I have only 1 RTX 2080 Super MaxQ GPU right now. And I think it does not support init_method="env://"
.
I have a problem that How can I check whether my gpu supporting init_method="env://"
As per the readme file, I have changed some values in the arguments to make the model easier to train. Since, I have only one gpu, I have change num_process_per_node to 1.
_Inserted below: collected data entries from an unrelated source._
PR #3428, opened 2022-09-08
Change atan2's accuracy to being inherited from atan(y/x)

### LINKED ISSUE #3209: Precision requirements for `atan2` appear to be too restrictive for some backends
While working CTS tests for `atan2` I have encountered backends, specifically Nvidia & Intel running DirectX, that appear operating with different accuracy requirements than what is currently in the spec.

The current requirement for 32-bit floats is 4096 ULP, which is the same accuracy that Vulkan defines. Though `atan2` is defined as the arc tangent of y over x, `atan(y/x)`, the accuracy makes no mention of inheriting from `atan` or the division operation, thus as written is doesn't gain any of the domain restrictions that division has.

For very large `y` & `x` I am seeing failures where backends are returning 0 instead of small number near to zero. For example:
 atan2(y = -5.669010335538281e+35 (0xfada5cc2), x = 2.869936417201091e+38 (0x7f57e8f7)) has an acceptance interval of [-0.001976259984076023, -0.001974352402612567], but the backends we are having issues with are returning 0 instead.
 
I have hand worked out this example using a scientific calculator, and I am confident that what the CTS is providing are reasonable constraints.

I suspect internally these implementations are doing something like atan2(y, x) = atan(y/x), and y/x is becoming 0 for very large y and x values, since the domain of division is bounded and these values are out of those bounds and the only failing cases I am seeing are related to very large values, where the denominator doesn't dominate the result.

@dneto0 has suggested a potential change of defining the accuracy of atan2(y, x) to be atan(y/x), though that will have knock on effects due to atan2 being used in the accuracy of many other trig functions.

zoddicus:
Some backends polyfill this as atan(y/x),
https://github.com/gpuweb/gpuweb/issues/3209#issuecomment-1213409945

Fixes #3209

### DIFF
--- a/wgsl/index.bs
+++ b/wgsl/index.bs
@@ -9844,7 +9844,7 @@ value with the same sign.
   <tr><td>`asin(x)`<td colspan=2 style="text-align:left;">Inherited from `atan2(x, sqrt(1.0 - x * x))`
   <tr><td>`asinh(x)`<td colspan=2 style="text-align:left;">Inherited from `log(x + sqrt(x * x + 1.0))`
   <tr><td>`atan(x)`<td>4096 ULP<td>5 ULP
-  <tr><td>`atan2(y, x)`<td colspan=2 style="text-align:left;">Inherited from `atan(y / xx)`
+  <tr><td>`atan2(y, x)`<td colspan=2 style="text-align:left;">Inherited from `atan(y / x)`
   <tr><td>`atanh(x)`<td colspan=2 style="text-align:left;">Inherited from `log( (1.0 + x) / (1.0 - x) ) * 0.5`
   <tr><td>`ceil(x)`<td colspan=2 style="text-align:left;">Correctly rounded
   <tr><td>`clamp(x,low,high)`<td colspan=2 style="text-align:left;">Correctly rounded.<br>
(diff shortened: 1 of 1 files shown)


zoddicus:
My takeaway from the conversation about this is that there may need to be some other clarifications in the spec, but specifically atan2 has to be at least as permissive as atan(y/x) and this was an editorial change.

wgsl/index.bs
```diff
@@ -9844,7 +9844,7 @@ value with the same sign.
   <tr><td>`asin(x)`<td colspan=2 style="text-align:left;">Inherited from `atan2(x, sqrt(1.0 - x * x))`
   <tr><td>`asinh(x)`<td colspan=2 style="text-align:left;">Inherited from `log(x + sqrt(x * x + 1.0))`
   <tr><td>`atan(x)`<td>4096 ULP<td>5 ULP
-  <tr><td>`atan2(y, x)`<td>4096 ULP<td>5 ULP
+  <tr><td>`atan2(y, x)`<td colspan=2 style="text-align:left;">Inherited from `atan(y / xx)`
```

But I am getting this error.
python train.py --data D:\Project\TAMU\Hierarchical_Variational_Autoencoders\NVAE#start-of-content\mnist --root D:\Project\TAMU\Hierarchical_Variational_Autoencoders\NVAE#start-of-content\CHECKPOINT\ --save 01 --dataset mnist --batch_size 200 --epochs 100 --num_latent_scales 2 --num_groups_per_scale 10 --num_postprocess_cells 3 --num_preprocess_cells 3 --num_cell_per_cond_enc 1 --num_cell_per_cond_dec 1 --num_latent_per_group 20 --num_preprocess_blocks 2 --num_postprocess_blocks 2 --weight_decay_norm 1e-2 --num_channels_enc 16 --num_channels_dec 16 --num_nf 0 --ada_groups --num_process_per_node 1 --use_se --res_dist --fast_adamax
Experiment dir : D:\Project\TAMU\Hierarchical_Variational_Autoencoders\NVAE#start-of-content\CHECKPOINT\/eval-01 starting in debug mode Traceback (most recent call last): File "train.py", line 415, in
init_processes(0, size, main, args)
File "train.py", line 280, in init_processes
dist.init_process_group(backend='nccl', init_method='env://', rank=rank, world_size=size)
File "D:\ProgramData\Anaconda3\lib\site-packages\torch\distributed\distributed_c10d.py", line 421, in init_process_group
init_method, rank, world_size, timeout=timeout
File "D:\ProgramData\Anaconda3\lib\site-packages\torch\distributed\rendezvous.py", line 82, in rendezvous
raise RuntimeError("No rendezvous handler for {}://".format(result.scheme))
RuntimeError: No rendezvous handler for env://
I am new to PyTorch too, used Tensorflow till now.
Can you please tell me what type of error is this and how can I solve it?